-- ACTION ITEM --
Scan the lines below for the word "values". Copy each line you find it in.

-- DATA TO PROCESS --
────
PR #857, opened 2019-08-23
Remove plugin.ResultType due to confusion/lack of need

### LINKED ISSUE #830: Plugin name/type are redundant and misleading
Run a plugin with a different name vs type.

Who knows. Sometimes we seem to use `Name` sometimes `Type` to display data to the user or report results. At worst, this leads to actual errors/failures to save files. For instance, the results are actually saved using the `Type` as a directory. Then the postprocessing uses `Name`; if the values aren't the same you'll get errors since the directory doesnt exist.

I feel like the right solution is just to remove `type` altogether. The one catch I can think of is that the `Results` type that the plugins use to report their results with doesn't even have a `Name` and only a `Type`. I think we'll just live with the mismatch there; the name/type overlap is more confusing and the `plugin.Name` is a much more natural name than `plugin.Type`.

**Environment:**

- Sonobuoy version: v0.15.1

johnSchnake:
There was redundancy between three different fields of the plugin:
name, resultType, and resultFormat. The first two existed prior
to the third and were the same in almost every case, leading
to confusion about why there were two different values at all.

The problem with this is that the aggregator server would be primarily
concerned with resultType and use it through its code when referring
to plugins. As a result, the plugin name, despite having the more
────
-- REPLY TO THE EXERCISE --
Who knows. Sometimes we seem to use `Name` sometimes `Type` to display data to the user or report results. At worst, this leads to actual errors/failures to save files. For instance, the results are actually saved using the `Type` as a directory. Then the postprocessing uses `Name`; if the values aren't the same you'll get errors since the directory doesnt exist.
to confusion about why there were two different values at all.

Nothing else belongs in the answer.